>>>

PR #2833, opened 2020-09-06
Minor Test Improvements

pmaier983:
Very Minor changes to improve some tests. 

- One test was flakey (useForm) so I fixed the issue by having it wait for the element to be rendered. Mb keiya should poke in on this to double check.
- The coverage report said we were missing one line of coverage in deepMerge, so I created a test that covers that.

### DIFF
--- a/src/useForm.test.tsx
+++ b/src/useForm.test.tsx
@@ -237,7 +237,9 @@ describe('useForm', () => {
         render(<Component />);
       });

<<<

To do
The required output is every line from the one that holds "--- a/src/useForm.test.tsx" through the last line of the listing above, retyped exactly and with nothing else.

Reply
--- a/src/useForm.test.tsx
+++ b/src/useForm.test.tsx
@@ -237,7 +237,9 @@ describe('useForm', () => {
         render(<Component />);
       });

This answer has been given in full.